What do you think? Too crazy or worth implementing?

jsmeix commented at 2023-02-16 10:02:

Yes,
setting an array variable without a subscript
changes (only) the first member of the array
as "man bash" tells.

My above example was only meant as an example how
things could even fail when "all looks just empty"
(because not all is really empty in this example)
cf. "Beware of the emptiness" in
https://github.com/rear/rear/wiki/Coding-Style

Basically all we do in ReaR (including all checks)
must follow the general rule to

provide final power to the user

ReaR must never "patronize/infantilize" the user
because Free Software Freedom Rights are sacrosanct
where in this case it is mostly about "freedom 0" in
https://www.gnu.org/philosophy/free-sw.html#four-freedoms

In general software that patronizes/infantilizes
its users treat its users as if they were idiots.

For checks in ReaR it means they inform the user
to help them to avoid accidental mistakes
(like confusing arrays with strings).

But checks in ReaR are normally not meant to enforce
what the user can do, so when a user specified e.g.

COPY_AS_IS=( /some/directory )

then ReaR must obey (because the user has final power)
and (try to) do what is requested by the user.
E.g. assume the user has carefully setup /some/directory
as he needs it so COPY_AS_IS=( /some/directory )
is exactly what he deliberately wants ReaR to do.

When ReaR cannot do what the user requested,
it must error out with a meaningful error message,
cf. "Try hard to care about possible errors" in
https://github.com/rear/rear/wiki/Coding-Style

schlomo commented at 2023-02-16 10:18:

Yes, the check only confirms that the syntax is correct, meaning that the user knew about the fact that this variable is an array and treats it as such.

jsmeix commented at 2023-02-17 08:48:

It is not yet completed, see
https://github.com/rear/rear/pull/2932#issuecomment-1434293424

schlomo commented at 2023-02-17 09:16:

Please have another look.

jsmeix commented at 2023-02-20 13:02:

Ah - I didn't understand where I should have a look but now I found
https://github.com/rear/rear/commit/46d4dd3fe03595cc7b969db66d6ab1a881fcb6eb

Now it looks good to me (from plain looking at the code).

A side note:
While I tried to reverse engineer

declare -p | sed -n -E -e '/^declare -a/s/declare [-arxlu]+ ([A-Za-z0-9_-]+)=.*/\1/p'

I did the following as currently logged in normal user:

$ declare -p | grep '^declare -a'
declare -a BASH_ARGC=()
declare -a BASH_ARGV=()
declare -a BASH_COMPLETION_VERSINFO=([0]="2" [1]="7")
declare -a BASH_LINENO=()
declare -a BASH_SOURCE=()
declare -ar BASH_VERSINFO=([0]="4" [1]="4" [2]="23" [3]="1" [4]="release" [5]="x86_64-suse-linux-gnu")
declare -a DIRSTACK=()
declare -a FUNCNAME
declare -a GROUPS=()
declare -a PIPESTATUS=([0]="0" [1]="0")

$ declare -p | sed -n -E -e '/^declare -a/s/declare [-arxlu]+ ([A-Za-z0-9_-]+)=.*/\1/p'
BASH_ARGC
BASH_ARGV
BASH_COMPLETION_VERSINFO
BASH_LINENO
BASH_SOURCE
BASH_VERSINFO
DIRSTACK
GROUPS
PIPESTATUS

so the unassigned array FUNCNAME gets skipped.
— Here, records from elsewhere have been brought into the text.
PR #3948, opened 2026-02-10
Return 401 for missing/malformed Authorization header

### LINKED ISSUE #3235: Missing Authorization header is reported as 400 instead of 401

buildingvibes:
## Summary

Fixes #3235. When an endpoint requires authentication via `.header(HeaderCodec.authorization)` or `.auth(AuthType.Bearer)`, a request without a valid Authorization header now returns **401 Unauthorized** instead of 400 Bad Request, per [RFC 7235 Section 3.1](https://www.rfc-editor.org/rfc/rfc7235#section-3.1).

### `Endpoint.scala`
- Added `isAuthorizationError` helper that detects when a codec error is related to the Authorization header (handles `MissingHeader`, `MissingHeaders`, `MalformedHeader`, and `DecodingErrorHeader`)
- Added a case in the `catchAllCause` error handler that returns 401 with `WWW-Authenticate` header for auth-related errors

### `AuthType.scala`
- Added `wwwAuthenticateHeader` method that generates the appropriate `WWW-Authenticate` challenge value (e.g., `Bearer realm="restricted"`)

### Tests
- Missing Authorization header → 401 Unauthorized with WWW-Authenticate header
- Malformed Authorization header → 401 Unauthorized  
- Missing non-auth header → 400 Bad Request (regression guard)

## RFC Compliance
- **RFC 7235 §3.1**: "The server generating a 401 (Unauthorized) response MUST send a WWW-Authenticate header field"
- **RFC 6750 §3.1**: Malformed/invalid Authorization headers should also receive 401

### DIFF
--- a/zio-http/jvm/src/test/scala/zio/http/endpoint/Authorization401Spec.scala
+++ b/zio-http/jvm/src/test/scala/zio/http/endpoint/Authorization401Spec.scala
@@ -1,0 +1,79 @@
+package zio.http.endpoint
+
+import zio.test._
+
+import zio.http._
+import zio.http.codec.HeaderCodec
+
+object Authorization401Spec extends ZIOHttpSpec {
+
+  override def spec =
+    suite("Authorization 401 Spec")(
+      test("Missing Authorization header with Bearer auth returns 401 Unauthorized") {
+        val endpoint = Endpoint(Method.GET / "secure")
+          .out[String]
+          .auth(AuthType.Bearer)
+        val route    = endpoint.implementHandler(handler((_: Unit) => "ok"))
+        val request  = Request(method = Method.GET, url = url"/secure")
+        for {
+          response <- route.toRoutes.runZIO(request)
+        } yield assertTrue(
+          response.status == Status.Unauthorized,
+          response.header(Header.WWWAuthenticate).isDefined,
+        )
+      },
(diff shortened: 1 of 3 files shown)


buildingvibes:
recheck

buildingvibes:
Hi! Just checking in - all CI checks are passing (40+ jobs across Scala 2.12/2.13/3.3 on multiple JVMs), CLA is signed, and the implementation follows the existing patterns for error handling in Endpoint.scala. This fixes #3235 where missing/malformed Authorization headers return 400 instead of the correct 401. Happy to address any feedback!

987Nabil:

```scala
```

Is it intentional to skip unassigned arrays?
Is perhaps

sed -n -E -e '/^declare -a/s/declare [-arxlu]+ ([A-Za-z0-9_-]+).*/\1/p'

better (i.e. without the '=')?

schlomo commented at 2023-02-20 13:20:

Wow, thanks for taking a deep look at this.

My original thinking was: If it hasn't been assigned then there is no potential for a wrong assignment, therefore it is enough to look at the arrays with content.

jsmeix commented at 2023-02-20 14:00:

It is fully sufficient in practice to only check assigned arrays.
I think we will never have declare -a CONF_VAR in default.conf.
I only noticed it by chance so I reported my finding.

[Export of Github issue for rear/rear.]